Его глаза превратились в две щелки, но он снова промолчал.
— В ней автоматический пистолет, — завершил я.
— Ну и что? — пренебрежительно спросил он.
— А ничего. Только… попробуйте отколоть какую-нибудь пакость — и я вас продырявлю.
— Ух! — Он не воспринимал меня всерьез. — И что потом?
— Не знаю. Но взвесьте все как следует, Эйнарссон. Я намеренно поставил себя в такое положение и вынужден буду идти до конца, если вы не уступите. Я успею убить вас, прежде чем вы что-то предпримете. И я сделаю это, если вы сейчас же не отдадите корону Грантхему. Понятно? Я буду вынужден. Наверное, — или, вероятнее, так оно и будет — ваши ребята потом рассчитаются со мной, но вы будете уже трупом. Если я сейчас отступлю, то вы наверняка застрелите меня. Поэтому мне некуда отступать. А если ни один из нас не захочет пойти навстречу друг другу, тогда конец обоим. Я зашел слишком далеко, чтобы теперь колебаться. Вы должны сделать уступку. Подумайте над этим.
Он подумал. Немного краски сошло с его лица, и щека задергалась. Я помог ему — немного отвернул плащ и показал ствол пистолета, который в самом деле держал в руке. У меня был неплохой шанс — Эйнарссон вряд ли захочет рисковать жизнью в час своего триумфа.
Полковник пересек возвышение, шагнул к столу, за которым сидел рыжеголовый, грубо согнал его с места и, перегнувшись через стол, заревел в зал. Я стоял немного сбоку и сзади от него, поэтому никто не мог стать между нами.
Целую долгую минуту после того, как смолк рев полковника, никто из депутатов не произнес ни единого слова. Потом один из контрреволюционеров вскочил с места и злобно выругался. Эйнарссон ткнул в него пальцем. Два солдата оторвались от стены, завернули депутату руки за спину и потянули его прочь. Еще один депутат поднялся, начал было говорить, но и его вывели. После того как из зала отправили и пятого оратора, все успокоились. Эйнарссон поставил вопрос на голосование и получил единодушный ответ.

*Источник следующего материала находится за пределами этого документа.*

PR #698, opened 2020-01-15
Update Swift 5.2 development snapshot.

glbrntt:
Motivation:

We should keep our pre-release swift builds up-to-date.

Modifications:

Update development snapshot to latest.

Result:

Up-to-date CI.


glbrntt:
I think it'd be better to keep it to a period update - every week or so - then it's easier to tell if the toolchain is bad vs the PR.

MrMage:
SGTM

PR #702, opened 2020-01-17
Fix bug with BoringSSLError.invalidSNIName exception

esen:
When IP address is given as a host to ClientConnection BoringSSLError.invalidSNIName exception is thrown from [NIOSSLClientHandler](https://github.com/apple/swift-nio-ssl/blob/4f9d64ddd04cd1fe97d74dad7b5a77b882d8bf5d/Sources/NIOSSL/NIOSSLClientHandler.swift#L42)

This pull request fixes this by passing `nil` to `NIOSSLClientHandler` if `serverHostname` is an IP address

### DIFF
--- a/Sources/GRPC/ClientConnection.swift
+++ b/Sources/GRPC/ClientConnection.swift
@@ -361,7 +361,7 @@ extension ClientConnection {
     logger: Logger
   ) -> ClientBootstrapProtocol {
     // Provide a server hostname if we're using TLS. Prefer the override.
-    let serverHostname: String? = configuration.tls.map {
+    var serverHostname: String? = configuration.tls.map {
       if let hostnameOverride = $0.hostnameOverride {
         logger.debug("using hostname override for TLS", metadata: ["server-hostname": "\(hostnameOverride)"])
         return hostnameOverride
@@ -370,6 +370,11 @@ extension ClientConnection {
         logger.debug("using host from connection target for TLS", metadata: ["server-hostname": "\(host)"])
         return host
       }
+    }
+    
+    if let hostname = serverHostname, hostname.isIPAddress {
+      logger.debug("IP address cannot be used for TLS SNI extension. No host used", metadata: ["server-hostname": "nil"])
+      serverHostname = nil
     }
 
     let bootstrap = PlatformSupport.makeClientBootstrap(group: eventLoop)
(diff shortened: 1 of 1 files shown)


Sources/GRPC/ClientConnection.swift
```diff
@@ -576,3 +576,16 @@ extension HTTP2ToHTTP1ClientCodec.HTTPProtocol {
     }
   }
 }
+
+fileprivate extension String {
```
glbrntt: Can you reformat this to match the style used elsewhere?

Sources/GRPC/ClientConnection.swift
```diff
@@ -540,7 +540,7 @@ fileprivate extension Channel {
     do {
       let sslClientHandler = try NIOSSLClientHandler(
         context: try NIOSSLContext(configuration: configuration),
-        serverHostname: serverHostname
+        serverHostname: serverHostname.flatMap { $0.isIPAddress ? nil : $0 }
```
glbrntt: I think this check is better done further up the call stack, specifically in `makeBootstrap` where we check if there is a hostname override. The rationale here is that it's easier for someone to debug if they pass in a hostname override which _is_ an IP address. It would also be useful to have a log message saying that we're not supplying a hostname override because we believe that it is an IP address.

Sources/GRPC/ClientConnection.swift
MrMage: Tip: `make project` will automatically configure the Xcode project to use the correct indentation.

Sources/GRPC/ClientConnection.swift
esen: That makes sense. I moved that check up to `makeBootstrap`. Also added a debug log message.

Sources/GRPC/ClientConnection.swift
```diff
@@ -371,6 +371,11 @@ extension ClientConnection {
         return host
       }
     }
+    
+    if let hostname = serverHostname, hostname.isIPAddress {
+      logger.debug("IP address cannot be used for TLS SNI extension. No host used", metadata: ["server-hostname": "nil"])
```
MrMage: I wonder if the metadata should contain the `hostname` value that has been rejected?

glbrntt: That's probably worth adding @esen

esen: done

MrMage: Thanks! Could you please use just `hostname` instead of `"\(hostname)"`?

esen: A bare string cannot be used here. `"\(hostname)"` is the [preferred](https://github.com/apple/swift-log/blob/master/Sources/Logging/Logging.swift#L289) way

MrMage: Oh, sorry!

Issue #611, opened 2019-10-16
[nio] Provide support for gzip compression?


be4rd:
### Question Checklist

- [x] Updated grpc-swift to the latest version
- [x] I read the [Contribution Guidelines](https://github.com/grpc/grpc-swift/blob/master/CONTRIBUTING.md)
- [x] I read [README](https://github.com/grpc/grpc-swift/blob/master/README.md)
- [x] I searched for [existing GitHub issues](https://github.com/grpc/grpc-swift/issues) (especially, there are many [resolved issues related to SSL](https://github.com/grpc/grpc-swift/issues?utf8=%E2%9C%93&q=is%3Aissue+is%3Aclosed+ssl))

### Question Subject
The question is whether you plan to implement support for __gzip__ compression for _nio_ at an upcoming release 1.0.0 or nearest future?

#### Question Description
Currently, the *nio* implementation [does not support gzip](https://github.com/grpc/grpc-swift/blob/nio/Sources/GRPC/CompressionMechanism.swift#L64) compression mechanism. For applications with intense usage of networking (such as messenger) the lack of support of this compression mechanism can result in high Network and CPU consumption, as well as higher battery draining on iOS devices. This prevents _nio_ implementation from being ready for production usage for such applications.

### Implementation notes
I have my guesses on where to look at first:
- [ ] Include __gzip__ in [list of supported mechanisms](https://github.com/grpc/grpc-swift/blob/nio/Sources/GRPC/CompressionMechanism.swift#L60)
- [ ] Switch over `compression` in [LengthPrefixedMessageWriter's](https://github.com/grpc/grpc-swift/blob/nio/Sources/GRPC/LengthPrefixedMessageWriter.swift#L42) `write` function and compress data properly according to algorithm
- [ ] Switch over `compression` in [LengthPrefixedMessageReader's](https://github.com/grpc/grpc-swift/blob/nio/Sources/GRPC/LengthPrefixedMessageReader.swift#L166) and unzip data properly, than append unzipped chunk to `ByteBuffer`

If you guys do not plan to do it in any nearest future, I would like to write implementation of __gzip__ support myself, if you'll support me with a little guidance.

MrMage:
I guess we would be open to a patch that adds gzip compression, provided that is:

1. Compatible to gRPC's compression spec,
2. Well-tested (including support for non-compressed messages on the same stream),
3. Easy to maintain,
[...]

PR #707, opened 2020-01-24
Add support for compression on the client

glbrntt:
Motivation:

Compression support is an optional part of the gRPC specification but
ideally should be supported. Users have also requested this feature
(#611).

Since introducing compression without breaking API is difficult we
should do this before we tag 1.0.0.

Modifications:

- Add support for gzip and deflate compression on the client.
- Introduce new configuration for supporting compression.
- Add interop tests for the client.
- Compression is enabled at the connection level (compression used for requests and compression methods to advertise to the server which it may use for responses)
- Request compression may be disabled at the RPC level or at the message level for streaming requests.

Result:

Client supports compression.


Sources/GRPC/HTTP1ToRawGRPCServerCodec.swift
```diff
@@ -267,14 +267,19 @@ extension HTTP1ToRawGRPCServerCodec: ChannelOutboundHandler {
         // Store the response into an independent buffer. We can't return the message directly as
         // it needs to be aggregated with all the responses plus the trailers, in order to have
         // the base64 response properly encoded in a single byte stream.
-        messageWriter.write(messageBytes, into: &self.responseTextBuffer)
+        //
+        // We can try! here because the server does not support compression at the moment and this
+        // only throws when compression fails.
+        try! messageWriter.write(messageBytes, into: &self.responseTextBuffer)
```
glbrntt: Just a note: I'll add support for the server after this PR is wrapped up, the `try!` will disappear then.

Sources/GRPC/ClientCalls/ServerStreamingCall.swift
```diff
@@ -52,6 +52,7 @@ public final class ServerStreamingCall<RequestMessage: Message, ResponseMessage:
       path: path,
       host: connection.configuration.target.host,
       requestID: requestID,
+      encoding: connection.configuration.compression,
```
MrMage: Can we unify the naming of encoding vs compression?

Sources/GRPC/ClientConnection.swift
```diff
@@ -476,6 +476,21 @@ extension ClientConnection {
...
+    ///
+    /// If compression is enabled for a connection it may be disabled for requests on any RPC by
+    /// setting `CallOptions.disableCompression` to `true`.
+    ///
+    /// Compression may also be disabled at the message-level for streaming requests (i.e. client
+    /// streaming and bidirectional streaming RPCs) by setting `disableCompression` to `true` in
+    /// `sendMessage(_:disableCompression)`, `sendMessage(_:disableCompression:promise)`,
+    /// `sendMessages(_:disableCompression)` or `sendMessages(_:disableCompression:promise)`.
+    ///
+    /// Note that any disabling compression has no effect if compression is disabled on the
```
MrMage: nit: "any disabling compression" sounds weird

Sources/GRPC/ClientOptions.swift
```diff
@@ -46,18 +46,24 @@ public struct CallOptions {
   /// messages associated with the call.
   public var requestIDHeader: String?
 
+  /// Disables request compression on this RPC. Ignored if compression is disabled at the
```
MrMage: nit: "on this call"?

Sources/GRPC/Compression/CompressionAlgorithm.swift
```diff
@@ -0,0 +1,52 @@
...
+ * limitations under the License.
+ */
+
+/// Supported message compression algorithms.
+///
+/// These algorithms are indicated in the "grpc-encoding" header. As such, a lack of "grpc-encoding"
+/// header indicates that there is no message compression.
+public struct CompressionAlgorithm: Equatable {
+  /// Identity compression; "no" compression but indicated via the "grpc-encoding" header.
+  public static let identity = CompressionAlgorithm(.identity)
```
MrMage: This is to avoid enum changes being breaking changes, I presume?

Sources/GRPC/Compression/MessageEncoding.swift
```diff
@@ -0,0 +1,45 @@
...
+    ) {
+      self.outbound = requests
+      self.inbound = responses
+    }
+
+    /// The compression algorithm used for outbound messages.
+    public internal(set) var outbound: CompressionAlgorithm?
+
+    /// The set of compression algorithms advertised to the remote peer that they may use.
+    public internal(set) var inbound: [CompressionAlgorithm]
```
MrMage: Not super happy with these names, neither "requests/responses" nor "outbound/inbound". How about "accepted" and "outbound"? Or something more analogous to the "accept-encoding" headers? Not 100% sure myself. Thinking about this more, maybe the names are actually good.

Also, does gRPC support using different compressions in both directions on one stream? Or is this more like the "preferred" outbound method?

Overall, I'm a bit confused by this so far 😅

Sources/GRPC/Compression/MessageEncoding.swift
```diff
@@ -0,0 +1,45 @@
...
+
+    /// No compression.
+    public static let none = MessageEncoding(requests: nil, responses: [.identity])
+
+    /// Accept all supported compression on responses, do not compress requests.
+    public static let onlyResponses = MessageEncoding(requests: nil, responses: CompressionAlgorithm.all)
```
MrMage: nit: `responsesOnly` (up to you)

Sources/GRPC/Compression/MessageEncoding.swift
```diff
@@ -0,0 +1,45 @@
...
+  }
+}
+
+extension ClientConnection.Configuration.MessageEncoding {
+  var acceptEncoding: String {
```
MrMage: `acceptEncodingHeader`?

Sources/GRPC/LengthPrefixedMessageReader.swift
```diff
@@ -31,13 +31,22 @@ import Logging
 /// - SeeAlso:
 /// [gRPC Protocol](https://github.com/grpc/grpc/blob/master/doc/PROTOCOL-HTTP2.md)
 internal struct LengthPrefixedMessageReader {
-  /// The mechanism that messages will be compressed with.
   var compression: CompressionAlgorithm?
+  var decompressor: Zlib.Inflate?
```
MrMage: Seems a bit hard-coded right now, but we can still refactor this later if we ever need to.

Sources/GRPC/LengthPrefixedMessageWriter.swift
```diff
@@ -39,12 +49,48 @@ internal struct LengthPrefixedMessageWriter {
...
-  func write(_ message: Data, into buffer: inout ByteBuffer) {
+  func write(_ message: Data, into buffer: inout ByteBuffer, disableCompression: Bool = false) throws {
     buffer.reserveCapacity(LengthPrefixedMessageWriter.metadataLength + message.count)
 
-    //! TODO: Add compression support, use the length and compressed content.
-    buffer.writeInteger(Int8(self.shouldSetCompressionFlag ? 1 : 0))
-    buffer.writeInteger(UInt32(message.count))
-    buffer.writeBytes(message)
+    if !disableCompression, let compressor = self.compressor {
+      buffer.writeInteger(UInt8(1))
```
MrMage: Mind adding a comment here as well?

Sources/GRPC/Compression/MessageEncoding.swift
glbrntt: Agh...naming here is tricky. To the user `requests`/`responses` seems more natural for the `init` than `inbound`/`outbound`, but then `responses` doesn't quite fit the "accept-encoding" part. Also `compression.requests`/`compression.responses` isn't as clear as `compression.outbound`, `compression.inbound`.

The `init` could be more explicit:

```swift
init(forRequests outbound: CompressionAlgorithm?, acceptableForResponses inbound: [CompressionAlgorithm]?) {
  // ...
}

...

MessageEncoding(forRequests: .gzip, acceptableForResponses: [.gzip, .identity])
```

I'm still not certain how this API should be spelt! Thoughts?

> Also, does gRPC support using different compressions in both directions on one stream? Or is this more like the "preferred" outbound method?

Compression for the request and response stream are independent and may be different.

Sources/GRPC/LengthPrefixedMessageReader.swift
glbrntt: Agreed. I'm okay with it for now, if we add compression not from zlib then we'll definitely need to change this.

Sources/GRPC/Compression/MessageEncoding.swift
glbrntt: One other thing I've been considering recently which might make things easier for us and users is some sort of client bootstrap: we can be more descriptive with names and add to it without breaking API (with structs we need a new `init` if we add a property).

```swift
let bootstrap = GRPCConnectionBootstrap(group: group)  // hmm sounds familiar...
  .requestCompression(.gzip)
  .acceptableResponseCompression(.gzip, .deflate, .identity)
```

Anyway, that's a story for another time!

MrMage: `MessageEncoding(forRequests: .gzip, acceptableForResponses: [.gzip, .identity])` SGTM. I also like the Bootstrap idea.

Sources/GRPC/Compression/Zlib.swift
```diff
@@ -0,0 +1,422 @@
...
+      self.stream = ZStream()
+      self.format = format
+      self.initialize()
+    }
+
+    deinit {
+      self.end()
+    }
+
+    /// Decompresses the data in `input` into the `output` buffer.
```
MrMage: Wait, shouldn't this method be about *compressing*?

Sources/GRPC/Compression/Zlib.swift
```diff
@@ -0,0 +1,422 @@
...
+            let inflateResult = try self.stream.inflate(
+              outputBuffer: CGRPCZlib_castVoidToBytefPointer(outputPointer.baseAddress!),
+              outputBufferSize: outputPointer.count
+            )
+
+            switch inflateResult.outcome {
+            case .complete:
+              inflated = true
+            case .outputBufferTooSmall:
+              outBufferSize *= 2
```
MrMage: Could we do better than this with an educated guess? Can't Zlib tell you how large the decompressed data is by e.g. reading the compression header?

Sources/GRPC/Compression/Zlib.swift
```diff
@@ -0,0 +1,422 @@
...
+  }
+
+  enum InflateResult {
+    case complete
+    case outputBufferTooSmall
+  }
+
+  // MARK: ZStream
+
+  struct ZStream {
```
MrMage: Mind documenting this type and possibly its properties?

Sources/GRPC/Compression/Zlib.swift
```diff
@@ -0,0 +1,422 @@
...
+        throw GRPCError.ZlibCompressionFailure(code: rc, message: self.lastErrorMessage).captureContext()
+      }
+
+      return InflateResult(
+        bytesWritten: outputBufferSize - self.availableOutputBytes,
+        outcome: outcome
+      )
+    }
+
+    mutating func deflate(
```
MrMage: If I understand this correctly, this method is used both for compressing and decompressing streams? Feels a bit weird to me, but I'm not a Zlib expert.

Sources/GRPC/Compression/Zlib.swift
glbrntt: Good catch, thanks!

Sources/GRPC/Compression/Zlib.swift
glbrntt: I couldn't find anything in the docs about this and there's nothing equivalent to `deflateBound` for `inflate`, it seems. In the gRPC lib they allocate 1KB slices until they have enough space but their API is better suited to dealing with slices anyway.

We could do something similar; decompress into multiple buffers, find how much capacity we need for one, and then allocate enough to write them all into a single buffer. That way we'd only allocate ~2x the total output size. 

I think we'd need to profile this some more first though. IIRC zlib suggests that the compression ratio for many use cases is between 2 and 5 so it's not clear cut to me that allocating multiple buffers would actually be better.

If you're okay with this for the time being I'll add a comment to explain this.

Sources/GRPC/Compression/Zlib.swift
glbrntt: Not quite; it's only used for compressing. "deflate" is a bit overloaded though, it refers to the compression format as well as the zlib method to compress something in that format. The `deflate` method can also be used to compress data in the gzip format (which is based on the deflate format).

The same is true for decompression which is done with `inflate`, it can handle "deflate" and "gzip" formatted data.

Sources/GRPC/Compression/MessageEncoding.swift
glbrntt: I'll leave the bootstrap for another day since that's a fairly large change.

glbrntt:
Missed this before:

> * It looks like the interop tests don't decompress anything; I assume that's expected because the other endpoint would be responsible for that?

They do decompress in the `ServerCompressed{Unary,Streaming}` tests (client sends uncompressed data, server responds with compressed data).

> * You could also add tests for `Zlib`, but I guess that is integration-tested by `CompressorTests`.

That's right. I didn't think there was much value in adding them.

Sources/GRPC/Compression/Zlib.swift
MrMage: This is completely fine then; not worth more effort. I was just hoping for an easy win ;-)

glbrntt:
@MrMage just pushed up a small patch, the compression documentation isn't clear in some places but working on the server part of this made me realise that something wasn't quite right. Here's the change: https://github.com/grpc/grpc-swift/pull/707/commits/ffe5bd4d575593d29cf6d020d3d2616ea45640c7

MrMage:
Still LGTM :-)

PR #714, opened 2020-01-30
Support compression on the server

glbrntt:
Motivation:

We have compression on the client; we should support it on the server as
well!

Modifications:

- Add server configuration to determine a preferred compression used for
  responses, and a list of compression algorithms enabled for requests.
- Add options to disable compression for responses on the RPC context
- Add an option to disable compression for a single response on the
  `sendResponse` method on the RPC context
- Add interop tests.
- Add a handful of other tests.

Result:

Server supports compression


Sources/GRPC/Compression/MessageEncoding.swift
```diff
@@ -49,3 +49,32 @@ extension ClientConnection.Configuration.MessageEncoding {
...
+  public struct MessageEncoding {
+    /// The preferred compression algorithm for response messages. If the client does not support
+    /// this algorithm then a mutually acceptable algorithm will be chosen, or responses will not
+    /// be compressed.
+    public var preferredResponseCompression: CompressionAlgorithm?
+
+    /// The set of compression algorithms advertised that we will accept from clients. Note that
+    /// clients may send us messages compressed with algorithms not included in this list, if we
+    /// support it then we still accept the message.
+    public var acceptableRequestCompression: [CompressionAlgorithm]
```
MrMage: nit: `compressionS`?

Sources/GRPC/HTTP1ToRawGRPCServerCodec.swift
```diff
@@ -252,10 +309,21 @@ extension HTTP1ToRawGRPCServerCodec: ChannelOutboundHandler {
         responseTextBuffer = context.channel.allocator.buffer(capacity: 0)
       }
 
+      // Are we compressing responses?
+      if let responseEncoding = self.responseEncodingHeader {
+        headers.add(name: GRPCHeaderName.encoding, value: responseEncoding)
+      }
+
+      // The client may have sent us a message using an encoding we didn't advertise, we'll send
```
MrMage: super-nit: ; instead of ,?

Sources/GRPC/Compression/MessageEncoding.swift
```diff
@@ -49,3 +49,32 @@ extension ClientConnection.Configuration.MessageEncoding {
...
+
+extension Server.Configuration {
+  public struct MessageEncoding {
+    /// The preferred compression algorithm for response messages. If the client does not support
+    /// this algorithm then a mutually acceptable algorithm will be chosen, or responses will not
+    /// be compressed.
+    public var preferredResponseCompression: CompressionAlgorithm?
+
+    /// The set of compression algorithms advertised that we will accept from clients. Note that
+    /// clients may send us messages compressed with algorithms not included in this list, if we
```
MrMage: super-nit: ; instead of ,?

Sources/GRPC/HTTP1ToRawGRPCServerCodec.swift
```diff
@@ -270,17 +338,24 @@ extension HTTP1ToRawGRPCServerCodec: ChannelOutboundHandler {
         //
         // We can try! here because the server does not support compression at the moment and this
         // only throws when compression fails.
-        try! messageWriter.write(messageBytes, into: &self.responseTextBuffer)
-
-        // Since we stored the written data, mark the write promise as successful so that the
-        // ServerStreaming provider continues sending the data.
-        promise?.succeed(())
+        do {
```
MrMage: Is this for gRPC-Web? If so, should we support compression for gRPC-Web at all, given that the recipient probably expects a non-binary response?

Sources/GRPC/HTTP1ToRawGRPCServerCodec.swift
```diff
@@ -342,3 +417,73 @@ extension HTTP1ToRawGRPCServerCodec: ChannelOutboundHandler {
...
+      return nil
+    }
+
+    // What do we both support?
+    let mutuallySupported = acceptableEncoding.compactMap {
+      CompressionAlgorithm(rawValue: String($0))
+    }
+
+    // Is our preferred mechanism there?
+    if mutuallySupported.contains(preference) {
```
MrMage: This sounds like _we_ pick the preferred encoding; shouldn't we instead try returning the first supported encoding requested by the client (similar to the `Accept-Language` header)? (I'm not that familiar with the gRPC spec; let me know if I'm mistaken here.)

Sources/GRPC/Server.swift
```diff
@@ -199,18 +211,21 @@ extension Server {
     ///     to handle requests.
     /// - Parameter errorDelegate: The error delegate, defaulting to a logging delegate.
     /// - Parameter tlsConfiguration: TLS configuration, defaulting to `nil`.
+    /// - Parameter messageEncoding: Message compression configuration, defaults to no compression.
```
MrMage: super-nit: either "; defaults" or ", defaulting"?

Sources/GRPCInteroperabilityTestsImplementation/InteroperabilityTestCases.swift
```diff
@@ -429,13 +429,20 @@ class ClientCompressedStreaming: InteroperabilityTest {
     let client = Grpc_Testing_TestServiceServiceClient(connection: connection)
 
     // Does the server support this test?
-    let probe = client.streamingInputCall()
+
+    // To find out we need to send an uncompressed probe. However we need to disable compression at
```
MrMage: nit: to find what out?

Sources/GRPC/HTTP1ToRawGRPCServerCodec.swift
glbrntt: The gRPC-Web spec doesn't mention disallowing compression. I just checked their repo as well, there's some code in there related to gzip so this shouldn't be an issue.

Sources/GRPC/HTTP1ToRawGRPCServerCodec.swift
glbrntt: The gRPC spec is _really_ unclear about compression, most of it relates to the API in libgrpc. I think we should probably do as you suggest, it's easier to understand and simplifies the configuration. Perhaps it would be better to have the configuration decide which compression algorithms are acceptable (defaulting to all). On the call context we could then give the user a choice to enable/disable compression per RPC (and per message on the `send` methods). Obviously if no compression was negotiated then enable/disable will be ignored. WDYT?

In fact there's probably no reason we can't do similar for the client, have a per RPC configuration instead of restricting it to the connection.

Sources/GRPCInteroperabilityTestsImplementation/InteroperabilityTestCases.swift
glbrntt: Whether the server supports this test (line above) -- these lines should be joined.

Sources/GRPC/HTTP1ToRawGRPCServerCodec.swift
MrMage: Sounds good to me, but to be honest I believe most users won't ever need to touch this, neither on the per-connection nor the per-RPC level. I would default to turning everything on and allowing to turn it off (either per-connection or per-RPC, both is fine with me).

Sources/GRPCInteroperabilityTestsImplementation/InteroperabilityTestCases.swift
MrMage: Right, sorry.

PR #767, opened 2020-01-09
VIITE-2259 Calculated node point checkboxes are now hidden on form.

skosonen:


viite-UI/src/less/core/forms.less
```diff
@@ -716,3 +716,7 @@ form.junction-points .junction-control-label-small{
 form.roadAddressProject .junction-label-projects.header {
   color: @warning;
 }
+
+.form .hidden {
+  display: none;
+}
```
andre-policarpo: This is not needed, since hidden is already an _html/css_ property.

viite-UI/src/view/NodeForm.js
```diff
@@ -273,7 +273,7 @@
         });
         var isDetachable = 'title="' + nodePointType.description + '"'; // added for testing purposes, needs to be confirm if this title is a good idea for production env.
         if (_.isEqual(nodePointType, LinkValues.NodePointType.CalculatedNodePoint)) {
-          isDetachable += ' disabled';
+          isDetachable += ' disabled class="hidden"';
```
andre-policarpo: this could be changed to:
`isDetachable += ' disabled hidden';`

PR #770, opened 2020-01-15
Viite 2249 calibration points for junction points

Campanha:


Campanha:
This branch contains only VIITE-2251.
For VIITE-2250 We will get calibration points for junctions from initial import data.

Campanha:
tests passing at http://livibuild04.vally.local/jenkins/job/viite/job/Run-Tests/151/console

PR #771, opened 2020-01-21
VIITE-2258 If we cannot find starting point for the road part by cali…

skosonen:
…bration points or unchanged links, try by unhandled links.


skosonen:
Tests pass on Jenkins: http://livibuild04.vally.local/jenkins/job/viite/job/Run-Tests/155/console

PR #775, opened 2020-01-27
Viite 1862 calculating node points

kohonenm:
Should be merged to master at the same time with sub tasks.


digiroad2-viite/src/main/scala/fi/liikennevirasto/viite/dao/NodePointDAO.scala
```diff
@@ -338,9 +341,104 @@ class NodePointDAO extends BaseDAO {
...
   }
+  
+  def expireByNodeNumberAndType(node_number: Long, typeId: Long): Unit = {
+    val query =
+      s"""
+        Update NODE_POINT Set valid_to = sysdate where valid_to IS NULL AND node_number = $node_number
+        AND type = $typeId
+      """
+    Q.updateNA(query).execute
+  }
```
andre-policarpo: Didn't we were suppose to remove all previously calculated node points? Instead of saving them as history?

skosonen: valid_from and valid_to are modification history -fields, not history-fields like start_date and end_date. If valid_to is set, the row is logically deleted. We don't really delete rows, we just expire them by setting valid_to = sysdate.

skosonen:
Jussi created another branch that includes these changes.

PR #777, opened 2020-01-28
VIITE-2255 Two-track road direction

skosonen:


skosonen:
Three tests fail now:

Test orderProjectLinksTopologyByGeometry When choosing the same track when there is 2 connected Then links with only one with same track code should be picked *** FAILED ***

Test defaultSectionCalculatorStrategy.findStartingPoints() When adding one (New) link with inverted geometry before the existing (Transfer) road but where the first link was terminated Then the road should still maintain the previous existing direction *** FAILED ***

Test defaultSectionCalculatorStrategy.findStartingPoints() When adding one (New) link before the existing (Transfer) road but where the first link was terminated Then the road should still maintain the previous existing direction *** FAILED ***

skosonen:
Now four tests are failing. Better to merge changes done by Ricardo first and then work on this one.

skosonen:
Now 7 tests fail.

skosonen:
One broken test left: ProjectSectionCalculatorSpec:881

Campanha:
all tests passing at: http://livibuild04.vally.local/jenkins/job/viite/job/Run-Tests/168/consoleFull
(master branch included)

Он повернулся ко мне, взгляд его метнулся от моего лица к плащу.
— Дело сделано, — проговорил наконец полковник.
— Коронацию начнем немедленно! — приказал я.
Большую часть церемонии я проворонил, ибо не спускал глаз с полковника. Но вот Лайонела Грантхема наконец официально провозгласили Лайонелом Первым, королем Муравии. Мы с Эйнарссоном приветствовали, или как оно там называется, его величество, и я отвел полковника в сторону.
— Нам надо прогуляться, — сказал я. — Не делайте глупостей. Выведите меня через боковую дверь.
Теперь он повиновался уже без напоминания про пистолет. Эйнарссон рассчитается со мной и Грантхемом тихо, он уберет нас без лишней огласки, если не захочет, чтобы на него, усмехаясь, показывали пальцем: вот человек, у которого отобрали трон на глазах у его армии.